A similar procedure was used to investigate the uptake of D381C-DOX. Cells were incubated with 160 μL of growth medium containing D381C-DOX at doxorubicin-equivalent concentrations of 0.5, 1.5, and 30 μM for 72 hrs. For controls with no protein nanoparticles, cells were incubated with the equivalent concentrations of free doxorubicin and with growth medium alone.

To image uptake of AF532M and doxorubicin, cells were washed twice with ice-cold PBS and covered with 160 μL of PBS. Fluorescence images were obtained with an Olympus IX51 microscope equipped with a QICAM FAST camera. FITC and TRITC filters were used for D381C-AF532M and D381C-DOX, respectively.

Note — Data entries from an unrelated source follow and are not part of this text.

PR #159, opened 2021-02-20
github run pytests: closes #151

### LINKED ISSUE #151: add treerec tests to things run automatically by github

petrelharp:
Let's see if this works!

### DIFF
--- a/core/slim_sim.cpp
+++ b/core/slim_sim.cpp
@@ -6269,14 +6269,6 @@ void SLiMSim::AddIndividualsToTable(Individual * const *p_individual, size_t p_n
 					   == (p_tables->individuals.metadata_offset[tsk_individual + 1]
 						   - p_tables->individuals.metadata_offset[tsk_individual])));
 			
-			// BCH 4/29/2019: This assert is, we think, not technically necessary – the code
-			// would work even if it were violated.  But it's a nice invariant to guarantee,
-			// and right now it is always true.
-			assert((p_tables->nodes.individual[ind->genome1_->tsk_node_id_]
-					 == tsk_individual)
-				   && (p_tables->nodes.individual[ind->genome2_->tsk_node_id_]
-					   == tsk_individual));
-			
 			// It could have been previously inserted but not with the 
 			// SLIM_TSK_INDIVIDUAL_REMEMBERED flag: if so, it now needs adding to the
 			// list of remembered_genomes_
--- a/.github/workflows/tests.yml
+++ b/.github/workflows/tests.yml
@@ -23,6 +23,7 @@ jobs:
         # see https://github.com/actions/virtual-environments/issues/2486 for more info
         # also relevant: https://github.com/actions/virtual-environments/issues/2381
         os: [ubuntu-18.04, ubuntu-20.04, macos-10.15]
+        python: [ 3.8 ]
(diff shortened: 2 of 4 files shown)


bhaller:
Looks like it failed: "Could not open requirements file: [Errno 2] No such file or directory: 'requirements.txt'".

petrelharp:
heh, whoops

petrelharp:
I'm asking this to run with development pyslim, FYI. I think that's the right thing to do here.

bhaller:
So, the tests.yml builds both a Debug and a Release build of SLiM.  It's not clear to me which one your tests will run against.  How is it finding the `slim` binary to execute?

core/slim_sim.cpp
```diff
@@ -6269,14 +6269,6 @@ void SLiMSim::AddIndividualsToTable(Individual * const *p_individual, size_t p_n
...
 						   - p_tables->individuals.metadata_offset[tsk_individual])));
 			
-			// BCH 4/29/2019: This assert is, we think, not technically necessary – the code
-			// would work even if it were violated.  But it's a nice invariant to guarantee,
-			// and right now it is always true.
-			assert((p_tables->nodes.individual[ind->genome1_->tsk_node_id_]
-					 == tsk_individual)
-				   && (p_tables->nodes.individual[ind->genome2_->tsk_node_id_]
-					   == tsk_individual));
-
```
petrelharp, line 6279: This bit of code is duplicated above, and there doesn't seem to be the possibility that the node tables are changed between there and here?

bhaller: If you're referring to the line above where it does `p_tables->nodes.individual[ind->genome1_->tsk_node_id_] = tsk_individual;`, that is in a different branch of the if/else statement, isn't it?

petrelharp:
Huh, this still fails on macos by not finding gsl when installing msprime, but the exact same coide, AFAICT, works for installing msprime for tskit?!? Perhaps @benjeffery knows what's going on?

core/slim_sim.cpp
petrelharp: Sorry, I meant ["below", here](https://github.com/MesserLab/SLiM/pull/159/files/d2b23c05f7e0e2a1642154a1f22d0560e1dbb113#diff-0ae7a04e87e1ce83b282da28825cc9492ad328d2d4a6d0343fb24f61137de991R6294).

petrelharp: Figured I'd keep the consistency check that's at the end.

petrelharp:
IT WORKS!!!!!!! :tada: I think this is ready to merge!

If you're wondering what all this conda cache stuff is doing, so am I, but I think the answer is that "it's making things work" and we can thank Ben Jeffery for figuring it out.

core/slim_sim.cpp
bhaller: Ah, I see.  Yes, the first check seems redundant, I suppose.  I can't remember why we did that.

bhaller:
Wow, that is impressively gross.  :->  I guess understanding it isn't really necessary – it's just CI glue.  Congrats on slogging through to the finish line!

PR #164, opened 2021-03-07
Freshen the readme

bryce-carson:
I think this version of the readme is more readable and usable. The previous version was a little _uneasy_ on the eyes.

### DIFF
--- a/README.md
+++ b/README.md
@@ -1,15 +1,17 @@
+<p align="center">
+	<img alt="Screenshot of SLiMgui running on OS X." height="45%" width="45%" src="https://messerlab.files.wordpress.com/2016/02/slimgui_screenshot.jpg?w=600"/>
+</p>
+
 **SLiM on GitHub:** ![SLiM on GitHub Actions:](https://github.com/MesserLab/SLiM/workflows/tests/badge.svg)
 
 **SLiM on Travis-CI:** ![SLiM on Travis-CI:](https://travis-ci.com/MesserLab/SLiM.svg?branch=master)
 
 **SLiM on COPR:** [![Copr build status](https://copr.fedorainfracloud.org/coprs/bacarson/SLiM-Selection_on_Linked_Mutations/package/SLiM/status_image/last_build.png)](https://copr.fedorainfracloud.org/coprs/bacarson/SLiM-Selection_on_Linked_Mutations/package/SLiM/)
 
----------------------------------------------------------------------------------------------
-PLEASE NOTE THAT THE GITHUB VERSION OF SLiM IS PRERELEASE SOFTWARE THAT IS UNDER ACTIVE DEVELOPMENT!
----------------------------------------------------------------------------------------------
-It is strongly recommended that all end users of SLiM use the current release version, available at [http://messerlab.org/slim/](http://messerlab.org/slim/).
----------------------------------------------------------------------------------------------
- 
+This GitHub repository hosts the <em>upstream, development head version</em> of SLiM and SLiMgui and should <strong>not</strong> be used by end users.
+
+The <strong><em>release</em></strong> version of SLiM and SLiMgui are available at [http://messerlab.org/slim/](http://messerlab.org/slim/).
+
 
 License
 ----------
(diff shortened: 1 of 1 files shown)


bhaller:
Hi @bryce-carson.  Thanks!  Is there a way for me to see how Git Hub will render this prior to accepting the PR?

bryce-carson:
Yes, if you look at the rendered readme on my fork you'll see how it is displayed on Web.

The GitHub app differs only in not having the folded build instructions at the bottom.

bhaller:
Got it, thanks.  Copyright date should be fixed to end in 2021.  Overall, an improvement for sure.  I think I'd vote for removing the icons to the left of the section headers; let's go for a little more formality in the appearance.  I'd move the "binary packages" section to be above "compilation from sources", since that is the more common/recommended case.  And I'd actually just get rid of the "compiling from sources" folded instructions completely; just referring to the manual for that is better, that's where the definitive instructions live now.  That can refer explicitly to chapter 2 of the manual.  The SLiMgui snapshot should be of the new QtSLiM, but I see you're pulling that from the Messer Lab page, so I need to fix that.  :->  BTW the Fedora Copr status shows as a "?" icon for me, not sure what's up with that.  Sound good to you?

bryce-carson:
Yeah, that sounds fine. Feel free to merge with changes, or I will get around to it. :)

bryce-carson:
I'm not sure what was up with Copr, I think it might have been "down" last night around the time you were looking at it; I was unable to access Copr about the same time.

bhaller:
OK, I looked it over again.  A couple of little nits that I can change after merging, if you're feeling done with this PR :->.

- For "End-users should **not** use these sources" I would substitute: "**End users should generally _not_ use these sources; they may contain serious bugs, or may not even compile.**"  I want to really emphasize that, because lots of biologists have no idea what GitHub is, how releases work, etc., and may use the GitHub head version without understanding what they're getting into.

- For "The release version of SLiM and SLiMgui are available" change to "is available"; one version, one product, one release, thus singular.  :->

- You have "Windows 10 (WSL & GSL)".  I'm used to "GSL" being the "GNU Scientific Library".  What does it stand for in this context?  Would it be less confusing to just say "WSL", since that seems to be the term that people use for it?

Again, little nits; I'll do this myself if you prefer, in which case I can accept this PR now.  Thanks!

bryce-carson:
Those first two changes are welcomed.

For the third point, I included that to refer to my "easier" way to work with WSL, using GWSL (Graphical WSL, it's on the Windows Store). Since it's not actually an installer we ship, and it just uses the debian script with some extra steps we can remove it and rely on the manual instead to show that using SLiM on Windows 10 is possible.

bryce-carson:
openSUSE is a Linux Distribution. I was referring to the conditional Requires: and BuildRequires: statements for the packages needed to use SLiM on that Distribution.

bhaller:
> Those first two changes are welcomed.
> 
> For the third point, I included that to refer to my "easier" way to work with WSL, using GWSL (Graphical WSL, it's on the Windows Store). Since it's not actually an installer we ship, and it just uses the debian script with some extra steps we can remove it and rely on the manual instead to show that using SLiM on Windows 10 is possible.

Ah – your text says "GSL" but it sounds like it ought to say "GWSL"?

bhaller:
> openSUSE is a Linux Distribution. I was referring to the conditional Requires: and BuildRequires: statements for the packages needed to use SLiM on that Distribution.

Yep, I got that.  :->  I just meant that I've never heard of openSUSE before, don't know anything about it beyond that it is a Linux distro, etc.  But the more the merrier!  :->

bhaller:
> Those first two changes are welcomed.
> 
> For the third point, I included that to refer to my "easier" way to work with WSL, using GWSL (Graphical WSL, it's on the Windows Store). Since it's not actually an installer we ship, and it just uses the debian script with some extra steps we can remove it and rely on the manual instead to show that using SLiM on Windows 10 is possible.

Am I supposed to accept this PR and make my proposed changes, or am I waiting for a new commit?  And is "GWSL" correct, or is "GSL" short for that?  :->

bryce-carson:
> > Those first two changes are welcomed.
> > For the third point, I included that to refer to my "easier" way to work with WSL, using GWSL (Graphical WSL, it's on the Windows Store). Since it's not actually an installer we ship, and it just uses the debian script with some extra steps we can remove it and rely on the manual instead to show that using SLiM on Windows 10 is possible.
> 
> Am I supposed to accept this PR and make my proposed changes, or am I waiting for a new commit? And is "GWSL" correct, or is "GSL" short for that? :->

Ah, yes. You can accept the PR and make the changes, please.

GWSL is the correct name. If we want, we can keep that cell in the table to refer to the installation instructions md file we pushed today. :)

bhaller:
Pushed a few cleanup edits just now, including linking to your GWSL instructions from the installation table.  This seems pretty much done.  Thanks again!

Issue #169, opened 2021-03-18
Add `name` and `description` to population metadata


petrelharp:
msprime v1.0 by default tries to use "name" and "description" properties pulled from population metadata. This is very convenient, as it lets one specify demography using population names instead of IDs. And, it's a good idea. I think we should add these to the population metadata (and am happy to do it sometime before the next release).

bhaller:
Sure.  I guess the "name" for p1 would be "p1", etc.?  Are you proposing to add a "description" to SLiM subpops?  That is not unreasonable, but would require new Eidos API.

petrelharp:
Right - I'm just proposing using `p1`, etcetera, and not using the "description" field.

And: we'd avoid some future headaches if we switched population metadata to using JSON instead of a struct, and set additionalProperties=True in the schema. (I'm not suggesting this for other metadata, for performance, though.)

bhaller:
> Right - I'm just proposing using `p1`, etcetera, and not using the "description" field.

OK, that seems like a good idea.

> And: we'd avoid some future headaches if we switched population metadata to using JSON instead of a struct, and set additionalProperties=True in the schema. (I'm not suggesting this for other metadata, for performance, though.)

We investigated the intracellular distribution of doxorubicin and D381C-DOX with confocal laser scanning microscopy (CLSM). Cells (104 per well) were seeded in an 8-well Lab-Tek chambered coverglass (Thermo Scientific Nunc) and incubated at 37°C in 5% CO2 for 16–20 hrs. The growth medium was replaced with 160 μL of fresh medium containing doxorubicin (3 μM) or D381C-DOX (at final concentration of 0.065 mg/mL protein and 3 μM equivalent doxorubicin) and incubated for 52 hr. Cells were then incubated with fresh medium (160 μL) containing 0.2 μg/mL Hoechst 33342 for 30 min to stain the nucleus, washed twice with ice-cold PBS, and covered with 160 μL of PBS. CLSM images were obtained using an Olympus Fluoview FV1000, at excitation/emission filter wavelengths of 488 nm/505–605 nm for doxorubicin and 405 nm/430–470 nm for Hoechst 33342.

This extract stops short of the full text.